Work item →
Please repeat each entry. Match every word exactly.
(Supplied entries)
PR #867, opened 2026-07-22
fix: state the assignment in crew briefs instead of disclaiming it

rjwittams:
Observed live (wave 4, convoy-attention-signal): a crew brief for an issue-carrying convoy said `## Assignment` → "No additional assignment was provided." followed by the issue under `## Issue snapshot` — and the codex crew rationally read the disclaimer as overriding the contract below it, deciding it had nothing to do until cajoled.

- `build_crew_brief` now takes a `CrewAssignment` enum (`Prompt` / `CarriedIssue` / `Unassigned`) instead of `Option<&str>`: 'no ad-hoc prompt' splits into two very different situations and the old signature conflated them.
- `CarriedIssue` briefs state: your assignment is the issue below, its body is the contract.
- `Unassigned` briefs say so and forbid inventing work.
- `## Issue snapshot` renamed `## Assigned issue` (snapshot-as-of line retained inside) — the old header read as informational context.

Tests cover all three variants. Note: `server::tests::dispatch_add_list_remove_repo_round_trip` fails on macOS locally (`/private/var` vs `/var` canonicalization) on clean main too — pre-existing, unrelated, filed separately.

### DIFF
--- a/crates/flotilla-controllers/src/reconcilers/vessel.rs
+++ b/crates/flotilla-controllers/src/reconcilers/vessel.rs
@@ -1,7 +1,7 @@
 use std::{collections::BTreeMap, marker::PhantomData};
 
 use chrono::{DateTime, Utc};
-use flotilla_core::agent_adapter::{build_crew_brief, CrewBriefMember};
+use flotilla_core::agent_adapter::{build_crew_brief, CrewAssignment, CrewBriefMember};
 use flotilla_resources::{
     clone_key,
     controller::{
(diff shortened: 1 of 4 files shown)


rjwittams:
Both taken: (1) handoff_crew_brief now receives the convoy, computes the same three-way CrewAssignment match, and — the deeper half of your finding — appends the convoy work context via the now-shared append_convoy_work_context (moved from vessel.rs into core), so a CarriedIssue handoff brief actually contains the `## Assigned issue` section it points at, and `## Human instruction` is no longer dead guidance in that path. (2) Added issue_carrying_convoy_without_prompt_assigns_the_issue_in_the_brief at the reconciler level, pinning the CarriedIssue selection end-to-end.

rjwittams:
Residual gap filed as #869 (vessel-scoped repos in handoff briefs) — convoy cargo, not blocking here.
(End Supplied entries)
Solved problem →
PR #867, opened 2026-07-22
fix: state the assignment in crew briefs instead of disclaiming it

rjwittams:
Observed live (wave 4, convoy-attention-signal): a crew brief for an issue-carrying convoy said `## Assignment` → "No additional assignment was provided." followed by the issue under `## Issue snapshot` — and the codex crew rationally read the disclaimer as overriding the contract below it, deciding it had nothing to do until cajoled.

- `build_crew_brief` now takes a `CrewAssignment` enum (`Prompt` / `CarriedIssue` / `Unassigned`) instead of `Option<&str>`: 'no ad-hoc prompt' splits into two very different situations and the old signature conflated them.
- `CarriedIssue` briefs state: your assignment is the issue below, its body is the contract.
- `Unassigned` briefs say so and forbid inventing work.
- `## Issue snapshot` renamed `## Assigned issue` (snapshot-as-of line retained inside) — the old header read as informational context.

Tests cover all three variants. Note: `server::tests::dispatch_add_list_remove_repo_round_trip` fails on macOS locally (`/private/var` vs `/var` canonicalization) on clean main too — pre-existing, unrelated, filed separately.

### DIFF
--- a/crates/flotilla-controllers/src/reconcilers/vessel.rs
+++ b/crates/flotilla-controllers/src/reconcilers/vessel.rs
@@ -1,7 +1,7 @@
 use std::{collections::BTreeMap, marker::PhantomData};
 
 use chrono::{DateTime, Utc};
-use flotilla_core::agent_adapter::{build_crew_brief, CrewBriefMember};
+use flotilla_core::agent_adapter::{build_crew_brief, CrewAssignment, CrewBriefMember};
 use flotilla_resources::{
     clone_key,
     controller::{
(diff shortened: 1 of 4 files shown)


rjwittams:
Both taken: (1) handoff_crew_brief now receives the convoy, computes the same three-way CrewAssignment match, and — the deeper half of your finding — appends the convoy work context via the now-shared append_convoy_work_context (moved from vessel.rs into core), so a CarriedIssue handoff brief actually contains the `## Assigned issue` section it points at, and `## Human instruction` is no longer dead guidance in that path. (2) Added issue_carrying_convoy_without_prompt_assigns_the_issue_in_the_brief at the reconciler level, pinning the CarriedIssue selection end-to-end.

rjwittams:
Residual gap filed as #869 (vessel-scoped repos in handoff briefs) — convoy cargo, not blocking here.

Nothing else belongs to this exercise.